§ **Required action**
Lines holding the word "adoptLocalUserByUsername" are the ones to copy from the data below.

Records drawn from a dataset
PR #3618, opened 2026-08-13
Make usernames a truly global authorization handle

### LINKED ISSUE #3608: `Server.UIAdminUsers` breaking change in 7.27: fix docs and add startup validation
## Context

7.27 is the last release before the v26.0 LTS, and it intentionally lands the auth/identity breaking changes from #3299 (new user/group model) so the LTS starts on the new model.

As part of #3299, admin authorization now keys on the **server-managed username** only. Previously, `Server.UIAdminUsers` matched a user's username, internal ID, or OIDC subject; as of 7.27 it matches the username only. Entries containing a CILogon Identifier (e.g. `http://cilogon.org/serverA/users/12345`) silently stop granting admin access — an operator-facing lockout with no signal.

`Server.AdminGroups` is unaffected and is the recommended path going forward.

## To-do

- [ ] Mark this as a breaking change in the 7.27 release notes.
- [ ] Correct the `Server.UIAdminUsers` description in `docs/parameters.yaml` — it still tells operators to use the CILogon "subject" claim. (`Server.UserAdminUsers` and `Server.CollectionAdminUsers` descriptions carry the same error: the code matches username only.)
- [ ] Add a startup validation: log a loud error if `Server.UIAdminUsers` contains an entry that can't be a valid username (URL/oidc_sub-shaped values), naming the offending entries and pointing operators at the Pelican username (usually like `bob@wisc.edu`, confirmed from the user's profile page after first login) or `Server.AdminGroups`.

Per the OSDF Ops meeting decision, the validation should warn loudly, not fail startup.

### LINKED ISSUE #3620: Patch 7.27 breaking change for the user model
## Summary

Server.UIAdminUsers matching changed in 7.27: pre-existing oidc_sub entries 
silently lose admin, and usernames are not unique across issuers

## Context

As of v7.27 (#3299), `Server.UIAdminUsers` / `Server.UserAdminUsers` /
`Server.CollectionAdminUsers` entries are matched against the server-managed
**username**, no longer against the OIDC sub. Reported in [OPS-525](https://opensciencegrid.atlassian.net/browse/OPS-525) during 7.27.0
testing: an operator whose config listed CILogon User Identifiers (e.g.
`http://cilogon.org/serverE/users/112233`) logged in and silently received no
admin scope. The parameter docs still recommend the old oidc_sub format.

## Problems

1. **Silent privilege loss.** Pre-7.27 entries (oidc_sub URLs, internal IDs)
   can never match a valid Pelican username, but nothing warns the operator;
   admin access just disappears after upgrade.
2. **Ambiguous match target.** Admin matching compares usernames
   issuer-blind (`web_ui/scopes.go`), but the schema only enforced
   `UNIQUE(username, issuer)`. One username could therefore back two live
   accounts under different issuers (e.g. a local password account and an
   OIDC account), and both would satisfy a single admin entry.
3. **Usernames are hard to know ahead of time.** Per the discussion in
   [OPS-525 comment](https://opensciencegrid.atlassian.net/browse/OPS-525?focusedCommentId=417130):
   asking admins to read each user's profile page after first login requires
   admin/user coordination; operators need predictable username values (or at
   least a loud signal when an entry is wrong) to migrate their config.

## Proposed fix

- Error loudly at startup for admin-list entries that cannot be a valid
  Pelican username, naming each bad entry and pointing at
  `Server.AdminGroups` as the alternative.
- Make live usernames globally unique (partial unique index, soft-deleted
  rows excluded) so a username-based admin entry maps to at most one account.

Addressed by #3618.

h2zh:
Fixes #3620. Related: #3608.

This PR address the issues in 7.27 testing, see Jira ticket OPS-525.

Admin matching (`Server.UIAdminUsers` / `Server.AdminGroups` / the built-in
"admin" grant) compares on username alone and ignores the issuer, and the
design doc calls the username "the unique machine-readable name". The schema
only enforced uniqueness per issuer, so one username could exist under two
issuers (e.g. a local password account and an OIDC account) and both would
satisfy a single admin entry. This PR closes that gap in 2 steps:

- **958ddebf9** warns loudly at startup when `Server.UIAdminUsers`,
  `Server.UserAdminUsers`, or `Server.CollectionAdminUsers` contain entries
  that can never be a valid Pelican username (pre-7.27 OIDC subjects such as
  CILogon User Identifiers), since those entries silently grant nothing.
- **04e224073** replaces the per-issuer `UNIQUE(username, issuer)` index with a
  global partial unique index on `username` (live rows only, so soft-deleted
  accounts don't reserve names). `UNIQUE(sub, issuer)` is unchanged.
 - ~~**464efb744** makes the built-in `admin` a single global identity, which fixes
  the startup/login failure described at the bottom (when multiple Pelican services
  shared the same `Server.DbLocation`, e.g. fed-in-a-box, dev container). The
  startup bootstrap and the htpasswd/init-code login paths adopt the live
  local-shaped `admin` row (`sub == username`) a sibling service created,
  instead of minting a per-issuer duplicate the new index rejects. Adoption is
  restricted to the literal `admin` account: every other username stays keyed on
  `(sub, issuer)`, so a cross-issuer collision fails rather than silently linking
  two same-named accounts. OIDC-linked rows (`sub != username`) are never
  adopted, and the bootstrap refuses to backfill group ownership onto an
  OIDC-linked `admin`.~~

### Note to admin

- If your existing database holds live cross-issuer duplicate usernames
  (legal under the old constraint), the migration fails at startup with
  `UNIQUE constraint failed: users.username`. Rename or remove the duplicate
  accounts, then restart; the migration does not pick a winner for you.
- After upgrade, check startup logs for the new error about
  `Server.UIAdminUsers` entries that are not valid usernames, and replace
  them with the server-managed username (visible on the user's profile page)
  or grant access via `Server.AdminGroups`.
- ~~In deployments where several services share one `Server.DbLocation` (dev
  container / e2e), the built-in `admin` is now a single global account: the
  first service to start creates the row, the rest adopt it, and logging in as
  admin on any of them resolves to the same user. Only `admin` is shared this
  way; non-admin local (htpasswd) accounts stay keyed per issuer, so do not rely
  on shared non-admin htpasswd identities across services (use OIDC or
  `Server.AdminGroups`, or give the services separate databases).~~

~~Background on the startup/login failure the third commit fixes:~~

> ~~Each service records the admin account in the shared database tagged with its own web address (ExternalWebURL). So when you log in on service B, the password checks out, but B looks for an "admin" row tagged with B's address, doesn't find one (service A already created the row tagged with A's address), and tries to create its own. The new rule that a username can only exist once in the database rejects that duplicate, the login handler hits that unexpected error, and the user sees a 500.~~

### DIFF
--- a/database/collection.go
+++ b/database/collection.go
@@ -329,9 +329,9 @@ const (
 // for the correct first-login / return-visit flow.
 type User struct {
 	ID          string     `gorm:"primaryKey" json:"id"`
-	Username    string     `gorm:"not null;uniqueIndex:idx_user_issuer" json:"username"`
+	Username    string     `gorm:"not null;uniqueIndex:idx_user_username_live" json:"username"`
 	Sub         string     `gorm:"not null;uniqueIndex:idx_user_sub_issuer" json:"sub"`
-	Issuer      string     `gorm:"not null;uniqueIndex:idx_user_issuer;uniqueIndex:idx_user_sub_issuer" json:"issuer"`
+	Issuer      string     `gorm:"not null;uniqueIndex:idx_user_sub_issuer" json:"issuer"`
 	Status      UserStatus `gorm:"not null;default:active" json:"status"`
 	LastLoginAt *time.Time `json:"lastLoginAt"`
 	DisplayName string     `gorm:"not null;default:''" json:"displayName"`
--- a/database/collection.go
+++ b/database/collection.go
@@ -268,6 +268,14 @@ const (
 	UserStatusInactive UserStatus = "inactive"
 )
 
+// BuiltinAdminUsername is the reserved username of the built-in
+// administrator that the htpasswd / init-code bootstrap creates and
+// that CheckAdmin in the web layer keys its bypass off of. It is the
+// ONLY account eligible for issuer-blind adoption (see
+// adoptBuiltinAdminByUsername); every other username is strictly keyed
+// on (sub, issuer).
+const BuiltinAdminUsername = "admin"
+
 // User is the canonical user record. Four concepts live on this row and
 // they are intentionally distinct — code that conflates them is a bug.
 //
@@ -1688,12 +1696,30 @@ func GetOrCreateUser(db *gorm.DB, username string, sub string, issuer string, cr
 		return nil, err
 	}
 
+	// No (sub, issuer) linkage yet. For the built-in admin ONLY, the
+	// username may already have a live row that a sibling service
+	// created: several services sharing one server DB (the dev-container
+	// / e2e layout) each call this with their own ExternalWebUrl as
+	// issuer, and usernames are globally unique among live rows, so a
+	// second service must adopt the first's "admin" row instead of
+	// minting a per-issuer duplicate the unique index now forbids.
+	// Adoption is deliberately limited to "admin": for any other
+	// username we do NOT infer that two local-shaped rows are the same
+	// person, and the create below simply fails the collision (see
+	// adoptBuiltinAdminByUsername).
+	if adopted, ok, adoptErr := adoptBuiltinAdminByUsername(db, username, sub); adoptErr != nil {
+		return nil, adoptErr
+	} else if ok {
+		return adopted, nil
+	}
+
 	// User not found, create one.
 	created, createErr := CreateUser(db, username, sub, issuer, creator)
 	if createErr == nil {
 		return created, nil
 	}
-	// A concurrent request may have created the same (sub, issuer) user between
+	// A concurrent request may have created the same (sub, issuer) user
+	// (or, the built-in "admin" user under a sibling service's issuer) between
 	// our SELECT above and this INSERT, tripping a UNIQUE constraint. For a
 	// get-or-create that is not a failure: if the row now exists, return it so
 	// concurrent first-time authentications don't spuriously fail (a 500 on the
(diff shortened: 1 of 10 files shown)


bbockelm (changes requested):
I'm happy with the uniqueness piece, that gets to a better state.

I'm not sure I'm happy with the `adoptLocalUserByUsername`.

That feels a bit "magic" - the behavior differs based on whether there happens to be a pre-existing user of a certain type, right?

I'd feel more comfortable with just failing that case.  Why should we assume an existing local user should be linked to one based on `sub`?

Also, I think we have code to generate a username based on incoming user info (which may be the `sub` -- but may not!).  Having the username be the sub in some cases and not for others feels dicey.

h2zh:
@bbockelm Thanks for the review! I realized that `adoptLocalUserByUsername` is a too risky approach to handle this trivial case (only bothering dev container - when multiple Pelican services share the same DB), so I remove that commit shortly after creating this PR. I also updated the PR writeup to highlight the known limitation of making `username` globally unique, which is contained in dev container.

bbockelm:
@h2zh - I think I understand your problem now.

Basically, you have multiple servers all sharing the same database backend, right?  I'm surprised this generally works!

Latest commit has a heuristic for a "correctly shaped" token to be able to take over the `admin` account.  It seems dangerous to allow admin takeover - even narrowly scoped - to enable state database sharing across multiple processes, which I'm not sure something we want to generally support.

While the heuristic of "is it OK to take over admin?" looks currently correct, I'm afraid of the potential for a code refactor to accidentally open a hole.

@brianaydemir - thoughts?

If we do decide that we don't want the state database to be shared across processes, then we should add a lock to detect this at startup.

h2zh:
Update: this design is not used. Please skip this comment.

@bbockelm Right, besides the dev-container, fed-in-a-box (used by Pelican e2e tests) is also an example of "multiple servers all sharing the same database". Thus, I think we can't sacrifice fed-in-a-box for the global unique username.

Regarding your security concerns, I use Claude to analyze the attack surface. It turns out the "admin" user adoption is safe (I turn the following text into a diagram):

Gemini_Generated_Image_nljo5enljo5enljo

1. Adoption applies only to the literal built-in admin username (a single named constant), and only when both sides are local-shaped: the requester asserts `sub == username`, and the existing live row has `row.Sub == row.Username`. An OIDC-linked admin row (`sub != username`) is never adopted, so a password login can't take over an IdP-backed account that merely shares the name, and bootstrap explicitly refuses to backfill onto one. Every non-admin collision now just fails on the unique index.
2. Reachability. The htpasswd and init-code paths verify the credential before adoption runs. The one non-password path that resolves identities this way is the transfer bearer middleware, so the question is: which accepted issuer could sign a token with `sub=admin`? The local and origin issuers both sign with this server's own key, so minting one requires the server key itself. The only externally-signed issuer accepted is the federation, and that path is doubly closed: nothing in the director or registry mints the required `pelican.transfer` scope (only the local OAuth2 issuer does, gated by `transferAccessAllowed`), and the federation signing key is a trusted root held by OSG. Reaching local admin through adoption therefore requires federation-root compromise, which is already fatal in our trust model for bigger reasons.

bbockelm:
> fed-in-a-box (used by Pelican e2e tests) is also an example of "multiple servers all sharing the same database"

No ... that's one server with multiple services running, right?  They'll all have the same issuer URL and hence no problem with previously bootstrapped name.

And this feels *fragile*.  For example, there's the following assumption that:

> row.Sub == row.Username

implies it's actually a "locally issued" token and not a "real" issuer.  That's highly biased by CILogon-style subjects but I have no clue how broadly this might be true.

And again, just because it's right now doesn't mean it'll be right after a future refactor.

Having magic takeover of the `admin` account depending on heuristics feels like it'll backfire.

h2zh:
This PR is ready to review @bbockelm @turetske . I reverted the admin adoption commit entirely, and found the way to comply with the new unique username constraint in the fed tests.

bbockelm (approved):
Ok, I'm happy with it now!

§ **Response below**
I'm not sure I'm happy with the `adoptLocalUserByUsername`.
@bbockelm Thanks for the review! I realized that `adoptLocalUserByUsername` is a too risky approach to handle this trivial case (only bothering dev container - when multiple Pelican services share the same DB), so I remove that commit shortly after creating this PR. I also updated the PR writeup to highlight the known limitation of making `username` globally unique, which is contained in dev container.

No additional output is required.